Конечно, задело собственный слух это неуместное для поздравлений словцо. Но для местных оно было привычным, как Елагин остров или Марьина Роща. Когда прошел недолгий церемониал, Столыпин и курганского попутчика заметил. Гаврила Александрович, студиоз недоучившийся, в первый ряд не выпячивался – знал свое место, лишь издали широко улыбался. Наряд его был явно рабочий, при потертой робе, фартуке и стружке в кудрявых волосах. Здешний староста заметил взаимные поклоны, кажется, что-то понял и распевно объяснил:
– Пополнение наше. Торопятся избы до снега поставить. Наши помогают, но первый топор все-таки хозяину.
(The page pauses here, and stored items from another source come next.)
PR #585, opened 2015-10-05
add hs.grid.getCell to get the geometry rect of a grid cell

jfchevrette:
Implement hs.grid.getCell which returns the hs.geometry rect for the cell

### DIFF
--- a/extensions/grid/init.lua
+++ b/extensions/grid/init.lua
@@ -243,10 +243,10 @@ function grid.getCell(cell, scr)
   cell.w=max(1,min(cell.w,screengrid.w-cell.x)) cell.h=max(1,min(cell.h,screengrid.h-cell.y))
   local cellw, cellh = screenrect.w/screengrid.w, screenrect.h/screengrid.h
   local newframe = {
-    x = (cell.x * cellw) + screenrect.x + margins.w,
-    y = (cell.y * cellh) + screenrect.y + margins.h,
-    w = cell.w * cellw - (margins.w * 2),
-    h = cell.h * cellh - (margins.h * 2),
+    x = (cell.x * cellw) + screenrect.x,
+    y = (cell.y * cellh) + screenrect.y,
+    w = cell.w * cellw,
+    h = cell.h * cellh,
   }
   return newframe
 end
--- a/extensions/grid/init.lua
+++ b/extensions/grid/init.lua
@@ -222,6 +222,35 @@ function grid.get(win)
   }
 end
 
+--- hs.grid.getCell(cell, screen) -> hs.geometry
+--- Function
+--- Gets the `hs.geometry` rect for a cell on a particular screen
+---
+--- Parameters:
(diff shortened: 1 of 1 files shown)


cmsj:
Thanks. I think the docstring could do with some clarification - it's talking about "the window", but if I understand correctly, this isn't typically being used in conjunction with a particular window, it's just getting the rect for an arbitrary cell on a screen, right?

jfchevrette:
You are right. I updated the docstring in various places to remove refenrences to windows and also change the screen parameter to remove the (optional) tag.

extensions/grid/init.lua
```diff
@@ -222,6 +222,35 @@ function grid.get(win)
...
+---
+--- Parameters:
+---  * cell - a cell object, i.e. an `hs.geometry` rect or argument to construct one
+---  * screen - an `hs.screen` object or argument to `hs.screen.find()` where the cell is located
+---
+--- Returns:
+---  * the `hs.geometry` rect for a cell on a particular screen
+function grid.getCell(cell, scr)
+  scr=screen.find(scr)
+  if not scr then log.e('screen cannot be nil') return grid end
```
lowne: better `return end`

extensions/grid/init.lua
```diff
@@ -222,6 +222,35 @@ function grid.get(win)
...
+  cell=geom.new(cell)
+  local screenrect = scr:frame()
+  local screengrid = getGrid(scr)
+  -- sanitize, because why not
+  cell.x=max(0,min(cell.x,screengrid.w-1)) cell.y=max(0,min(cell.y,screengrid.h-1))
+  cell.w=max(1,min(cell.w,screengrid.w-cell.x)) cell.h=max(1,min(cell.h,screengrid.h-cell.y))
+  local cellw, cellh = screenrect.w/screengrid.w, screenrect.h/screengrid.h
+  local newframe = {
+    x = (cell.x * cellw) + screenrect.x + margins.w,
```
lowne: should probably remove margins here, as they are meaningful when talking about window frames but I don't they should apply to the "abstract" grid cell

extensions/grid/init.lua
```diff
@@ -222,6 +222,35 @@ function grid.get(win)
...
+--- hs.grid.getCell(cell, screen) -> hs.geometry
+--- Function
+--- Gets the `hs.geometry` rect for a cell on a particular screen
+---
+--- Parameters:
+---  * cell - a cell object, i.e. an `hs.geometry` rect or argument to construct one
+---  * screen - an `hs.screen` object or argument to `hs.screen.find()` where the cell is located
+---
+--- Returns:
+---  * the `hs.geometry` rect for a cell on a particular screen
```
lowne: ..., or nil if the screen isn't found

jfchevrette:
made the changes as suggested by @lowne.

This PR had gotten off my mind, sorry for the delay!

asmagill:
Is this still relevant/wanted?

cmsj:
@asmagill I think it is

Как ни кружили вокруг него люди, Столыпин нашел минутку, чтобы подойти к студенту.
– Ну, Гаврила Александрович, рассказывай-показывай…
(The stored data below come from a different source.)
Issue #576, opened 2015-10-01
hs.window.filter and AX roles for windows spawned by HS


lowne:
The premise: `hs.window.filter` should completely disregard container windows for `hs.drawing` and `hs.alert` objects; since at any given moment there could be tons of drawings (and, to a lesser extent, alerts) being created/destroyed (e.g. `hs.grid.show()`), this is for performance reasons, and to avoid cluttering the log.

This used to be the case until 0.9.40 - drawing windows, just like alerts, had a `:subrole()` of `AXUnknown` so it was easy to filter them out.

With recent changes (I suppose having to do with activating vs not activating HS) it seems that drawings now are `AXSystemDialog`, at least for rects (but I haven't checked all different the ways to create drawings). To complicate things further, `hs.webview` windows (which we do _not_ want to filter) can have varying subroles; what I have found so far is `AXUnknown` for `windowStyle(0)`, `AXDialog` when titled, and `AXFloatingWindow` for "utility".

So:
1. I assume these AX subroles are somehow determined by the OS, but just to be sure, is there no way to assign them directly?
2. If not, is there a way to have drawings behave as desired, but still being `AXUnknown`? Do alerts (which still are AXUnknown) exhibit the same problem? If not, can whatever method is used for them be also used for drawings?
3. If not, is it possible to find a stable way so that drawing containers are _always_, say, `AXSystemDialog`, and webviews are _never_ that?
4. Any other way to disambiguate drawings/alerts/webviews/HS Console/HS Preferences?

(To be clear, if we can get back to AXUnknown for everything, I'm ok with "sacrificing" title-less AXUnknown webviews since they should be "background", or at best transient, windows - in that case I'll just mention in the docs for windowfilter to use titled webviews if the user wants to be able to address them)

(ping @asmagill)

asmagill:
The AX roles and subroles are, as far as I can determine, set by the system and not directly changeable by us.  There are some patterns as shown in pull #566, though I can try and get a more formal list this weekend if you like.  I'll also dig a little deeper into NSPanel and see if we can identify them another way.

lowne:
[...]

PR #591, opened 2015-10-08
added some image functions

asmagill:
cleaned up some compiler warnings in hs.drawing and added some methods:

hs.drawing:rotateImage - rotate image counterclockwise around its center
hs.drawing:imageScaling - adjust how image is (or is not) scaled within its view
hs.drawing:imageAnimates - enable/disable animation of animated GIF
hs.drawing:imageFrame - set image frame type
hs.drawing:imageAlignment - how image is aligned with view
hs.drawing:clickCallbackActivating - set whether or not clicking on an image with a clickCallback will make Hammerspoon active.  Setting this to true changes the AX subrole which impacts the default window filters.  Defaults to false. See #576.

### DIFF
--- a/extensions/drawing/internal.m
+++ b/extensions/drawing/internal.m
@@ -75,7 +75,7 @@ NSMutableArray *drawingWindows;
         return nil;
     }
 
-    self = [super initWithContentRect:contentRect styleMask:NSBorderlessWindowMask | NSNonactivatingPanelMask
+    self = [super initWithContentRect:contentRect styleMask:NSBorderlessWindowMask
                                                     backing:NSBackingStoreBuffered defer:YES];
     if (self) {
         [self setDelegate:self];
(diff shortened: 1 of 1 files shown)


lowne:
@asmagill so if I understand correctly when I call :setClickCallback on a drawing its role becomes AXSystemDialog, and if I *also* call :clickCallbackActivating(true) then it reverts to AXUnknown - correct?

asmagill:
If clickCallbackActivating is not called for a drawing object, or is called with a value of true, then the subrole will be "AXUnknown".  If it is called with false, it will be "AXSystemDialog".

Whether or not the callback is actually set has no affect on this... I considered renaming the method because actually setting a callback is not necessary but as you describe in a previous comment, there may be rare cases where a non clickable interface element should still be identified separately from other drawings. I decided not to rename it because, for the most part, a user will only care about this flag when the drawing is clickable (i.e. has a function assigned) and will likely ignore it for all other cases.

lowne:
got it, thanks.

– Исполню, Петр Аркадьевич, только избы наши…
Не отстававший здешний староста успокоил старосту приезжего:
– Не сумлевайся, Гаврила Александрович. Наши люди подменят тебя. Такого гостя в един век сюда заносит. Я не очень образован, ваше высокоблагородие, инженер лучше расскажет. Дай ему Бог здоровья!
Столыпина опять удивило – а он уже не переставал удивляться – уважение к студенту, которому с его легкой руки было разрешено «из России» ехать в Сибирь. Но, собственно, он, премьер-министр и главный пахарь нынешней крестьянской борозды, – он что ищет здесь, в какой-то Богом забытой Старой Барде?..
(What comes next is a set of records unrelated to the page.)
PR #593, opened 2015-10-08
Fix getColorWithDefaultFromStack. Closes #592

### LINKED ISSUE #592: hs.drawing:setFillGradient() doesn't work
Always seems to error with `attempt to index a number`.

I think I've tracked this down to `getColorWithDefaultFromStack()` in `hammerspoon.h`

cmsj:


cmsj:
@asmagill I'd appreciate it if you could take a quick look at this. I think the -1 was only working by accident for other methods (e.g. `setFillColor()`) because the colour happened to be the final argument, so would be the top of the stack.

cmsj:
(err, for context, I came across this by noticing that `setFillGradient()` always produces an error about trying to index a number, and its final argument is a number)

asmagill:
Your fix is correct; the -1 in the field queries was most likely a leftover from the original source of the function back when it was used in a single place and not in multiple places.

cmsj:
Thanks :)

Искал он ответа на вопрос: а нужна ли вся эта разрывающая душу земельная реформа?!
Он сам себе определил время только до вечера. Да и Недреманное око… Полковник совсем не шутя еще в Бийске сказал:
– Петр Аркадьевич, если бы я не уважал вас… и, простите, не любил… то прямо здесь написал бы прошение об отставке и отправился от греха подальше прямо в третьем классе. Как можно?! В такой глуши, по сути, без охраны?..
– Вы моя охрана, – обнял он полковника. – Ну, успокойтесь.